I think this would make the best compromise to benefit everyone:
TrueNAS defaults to creating a new checkpoint once per week
Can be changed to a user’s preference (once per day, once per month, twice a week, …)
Can be disabled for a pool
There will still be a button to manage, view, delete, and create a pool’s checkpoint
Here’s the rationale behind this:
You don’t want to set its lifespan too long, since after a good amount of time has passed, rewinding back to a checkpoint loses some of its practicality.
You don’t want to set its lifespan too short, since there’s the possibility of it getting “replaced” by the time a user decides to rewind their pool after an emergency or disaster. (Let’s say you only set its lifespan for “one day”. That means a new checkpoint replaces the old one every day. In the real-world example that I linked, the user’s checkpoint might unfortunately be replaced the next day, before they had a chance to use it for their emergency rewind. A default lifespan of one week increases their chances of a “pre-disaster” checkpoint existing.)
Finally, this would only be the default. (A new checkpoint every week.) The user can still change this to a different frequency, or even just disable the “auto checkpoint” feature.
Whether or not a user opts for the “auto checkpoint” feature, they can still manually manage it via a button in the pool’s page.
Check points should not be auto-cleared because checkpoints can be another tool to prevent ransomware from over-writing ‘good’ snapshots.
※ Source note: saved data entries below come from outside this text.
PR #1354, opened 2026-09-01
Support random TCP ports in embedded mode

wangyunlai-seekdb:
## Summary

- derive TCP behavior directly from the SQL port argument: fixed port, OS-assigned port, or TCP disabled
- require the local Unix socket or named pipe when the port must be discovered
- expose the bound TCP port through one read-only NIO getter while keeping NIO ABI version 26 and the nio_start signature unchanged
- publish an atomic effective MySQL port after NIO starts and use it in mysql_port(), server statistics, and telemetry
- keep @@port unchanged

## Validation

- built the seekdb target from current upstream master
- Rust sql-nio tests: 7/7 passed, including fixed, ephemeral, and disabled TCP behavior
- Rust formatting passed
- git diff --check passed
- Linux runtime validation covered fixed server port, embedded loopback random port, effective-port SQL reporting, and same-directory single-instance behavior


hnwyllmm (dismissed):
LGTM

hnwyllmm:
CI  pipeline passed: 237523

src/observer/ob_server.cpp
```diff
@@ -1765,6 +1769,25 @@ int ObServer::init_opts_config(const ObServerOptions &opts, const char *optstr)
   if (opts.port_ != 0) {
     config_.mysql_port = opts.port_;
   }
+  if (opts.port_mode_ != ObServerOptions::PORT_MODE_DEFAULT) {
```
hnwyllmm: Why do you convert from string to enum in parse_line and convert enum to string here? Let's use string in both functions?

src/observer/ob_command_line_parser.cpp
```diff
@@ -505,6 +522,7 @@ void ObCommandLineParser::print_help() const
   MPRINT("Options:");
   MPRINT("  --nodaemon                      whether to not run as a daemon");
   MPRINT("  --port, -P <port>               the port, default is 2881");
+  MPRINT("  --port-mode <mode>              port mode: specified, random, or disabled");
```
hnwyllmm: Let's delete this parameter as the user wouldn't use it directly. We can also pass through the parameter by '--parameter'.

src/observer/ob_server.cpp
```diff
@@ -692,6 +692,11 @@ int ObServer::init(const ObServerOptions &opts, const ObPLogWriterCfg &log_cfg)
   }
   if (OB_SUCC(ret) && need_initialize) {
     LOG_INFO("Need to initialize", K(need_initialize));
+    if (gctx_.is_embedded_mode()
```
hnwyllmm: Let's the use or libseekdb decide what to do. So please delete the code.

src/observer/ob_srv_network_frame.cpp
```diff
@@ -80,11 +80,21 @@ void ObSrvNetworkFrame::destroy()
 int ObSrvNetworkFrame::start()
 {
   int ret = OB_SUCCESS;
-  const bool disable_tcp = gctx_.is_embedded_mode();
+  int mysql_port = static_cast<int>(GCONF.mysql_port);
+  const ObString port_mode = GCONF.mysql_port_mode.str();
+  if (port_mode == ObString("random")) {
```
hnwyllmm: We should use "case compare" but not case sensitive mode.

src/observer/ob_srv_network_frame.cpp
```diff
@@ -97,10 +107,14 @@ int ObSrvNetworkFrame::start()
...
     }
     if (OB_FAIL(obmysql::global_sql_nio_server->start(
-            GCONF.mysql_port, &deliver_, sql_net_thread_count,
-            disable_tcp, GCONF.ssl_client_authentication,
+            mysql_port, &deliver_, sql_net_thread_count,
+            GCONF.ssl_client_authentication,
             GCONF.sql_protocol_min_tls_version.str()))) {
-    } else if (OB_FAIL(reload_config())) {
+    } else {
+      gctx_.set_effective_mysql_port(
```
hnwyllmm: Please delete effective mysql port function and use global_sql_nio_server->get_bound_tcp_port directly.

src/share/parameter/ob_parameter_seed.ipp
```diff
@@ -56,8 +56,11 @@ DEF_PARAM(enable_rpc_tls, BOOL, OB_CLUSTER_PARAMETER, "False",
 DEF_PARAM(rpc_port, INT, OB_CLUSTER_PARAMETER, "2882", "(1024,65536)",
         "the port number for RPC protocol. Range: (1024, 65536) in integer",
         ObParameterAttr(Section::OBSERVER, Source::DEFAULT, EditLevel::DYNAMIC_EFFECTIVE));
-DEF_PARAM(mysql_port, INT, OB_CLUSTER_PARAMETER, "2881", "(1024,65536)",
-        "port number for mysql connection. Range: (1024, 65536) in integer",
+DEF_PARAM(mysql_port, INT, OB_CLUSTER_PARAMETER, "2881", "[0,65535]",
```
hnwyllmm: revert to [1024, 65535]

hnwyllmm (changes requested):

hnwyllmm (approved):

Clearing a checkpoint should require a higher level of authorization than SMB access / whatever.
There’s more nuance to this than how we think of snapshots.
The obvious thing to accept is that having no checkpoints is always worse for the user, in terms of recovery, than having “auto checkpoints”, which are replaced on a regular basis.
Then there’s the idea that one can decide if they want “auto checkpoints” (as described above), or if they would rather manage a pool’s checkpoint manually. If done manually, it’s up to them to discard/replace a checkpoint with a new one.
So for TrueNAS to periodically create a new checkpoint once a week is already beneficial to safeguard a user’s data (and mitigate against an unrecoverable “mistake”) than to have no automatic checkpoints.
If a checkpoint does get discarded and replaced with a new one, in which they cannot rewind back to the “good” checkpoint, then it’s no different than having no checkpoints (which is already the situation with TrueNAS.)
EDIT:
Take this “non-GUI” method of “auto checkpoints”. It’s at least something. Had @Berboo taken weekly checkpoints, at least they’d have a chance to safely rewind their pool back to a state before they recursively deleted all folders.
You might ask, “But what if the weekly task replaced a good checkpoint from a few days ago with a new one?”
In that case, they wouldn’t be able to rewind their pool back to a “good” state. But how is that any worse for them as compared to having no checkpoints at all? They’d be in the same bad situation.